-- TASK TO COMPLETE --
From the entries below, copy out every line with "pointer" in it.

-- AVAILABLE DATA --

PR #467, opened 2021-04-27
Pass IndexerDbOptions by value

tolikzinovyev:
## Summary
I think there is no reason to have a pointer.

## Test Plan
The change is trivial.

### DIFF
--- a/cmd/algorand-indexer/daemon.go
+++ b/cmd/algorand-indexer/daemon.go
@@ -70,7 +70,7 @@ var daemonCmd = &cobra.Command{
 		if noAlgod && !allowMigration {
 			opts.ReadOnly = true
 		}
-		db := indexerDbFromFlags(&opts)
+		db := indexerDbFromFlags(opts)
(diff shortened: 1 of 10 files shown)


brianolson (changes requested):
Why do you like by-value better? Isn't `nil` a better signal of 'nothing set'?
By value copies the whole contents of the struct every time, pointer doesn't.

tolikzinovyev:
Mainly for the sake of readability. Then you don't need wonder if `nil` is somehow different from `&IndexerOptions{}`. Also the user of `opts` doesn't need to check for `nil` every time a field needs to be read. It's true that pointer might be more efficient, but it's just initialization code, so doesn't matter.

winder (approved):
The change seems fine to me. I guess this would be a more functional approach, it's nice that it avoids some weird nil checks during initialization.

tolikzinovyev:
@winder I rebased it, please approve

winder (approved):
...
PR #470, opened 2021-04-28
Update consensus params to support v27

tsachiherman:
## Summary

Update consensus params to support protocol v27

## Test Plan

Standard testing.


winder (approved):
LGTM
--
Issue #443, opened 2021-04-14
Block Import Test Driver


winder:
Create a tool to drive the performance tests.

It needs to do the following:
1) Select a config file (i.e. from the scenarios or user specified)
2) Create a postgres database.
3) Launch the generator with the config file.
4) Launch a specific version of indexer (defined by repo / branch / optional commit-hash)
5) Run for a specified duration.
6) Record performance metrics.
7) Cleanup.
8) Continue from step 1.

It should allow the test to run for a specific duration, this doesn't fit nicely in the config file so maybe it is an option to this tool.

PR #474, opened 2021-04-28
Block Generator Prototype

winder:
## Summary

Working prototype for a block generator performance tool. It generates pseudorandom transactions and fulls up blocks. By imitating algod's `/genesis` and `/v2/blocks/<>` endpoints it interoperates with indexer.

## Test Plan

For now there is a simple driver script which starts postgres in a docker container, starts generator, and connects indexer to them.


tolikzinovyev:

-- FINISHED TASK --
I think there is no reason to have a pointer.
By value copies the whole contents of the struct every time, pointer doesn't.
Mainly for the sake of readability. Then you don't need wonder if `nil` is somehow different from `&IndexerOptions{}`. Also the user of `opts` doesn't need to check for `nil` every time a field needs to be read. It's true that pointer might be more efficient, but it's just initialization code, so doesn't matter.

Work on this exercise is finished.